→ TASK STATEMENT
Below is a set of entries. Print the line that contains "- run: npm test" and every later line word for word, through the final one.

Stored data:
PR #2122, opened 2024-12-19
test: support testing transpiled code

cjihrig:
This commit makes it possible to execute the tests after transpilation. This should provide additional confidence that the code shipped to npm works as intended.

I think we'll also want to integrate this into the CI. Should it be for every PR, or the release job only?

### DIFF
--- a/.github/workflows/test.yml
+++ b/.github/workflows/test.yml
@@ -25,3 +25,4 @@ jobs:
             - run: npm test
             - run: npm run lint
             - run: npm audit --audit-level=critical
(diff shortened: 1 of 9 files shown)


mstruebing (commented):
I think we should do this for every PR instead of only the release job.
That way we know for sure that the current code works and don't find out when we want to release.

cjihrig:
Added to the PR job. It seems to work.

brendandburns:
/lgtm
/approve

Thanks for doing this! We should run it on all PRs, otherwise it will be really painful whenever we try to do a release and things have been broken for a while.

→ PROBLEM SOLUTION
             - run: npm test
             - run: npm run lint
             - run: npm audit --audit-level=critical
(diff shortened: 1 of 9 files shown)


mstruebing (commented):
I think we should do this for every PR instead of only the release job.
That way we know for sure that the current code works and don't find out when we want to release.

cjihrig:
Added to the PR job. It seems to work.

brendandburns:
/lgtm
/approve

Thanks for doing this! We should run it on all PRs, otherwise it will be really painful whenever we try to do a release and things have been broken for a while.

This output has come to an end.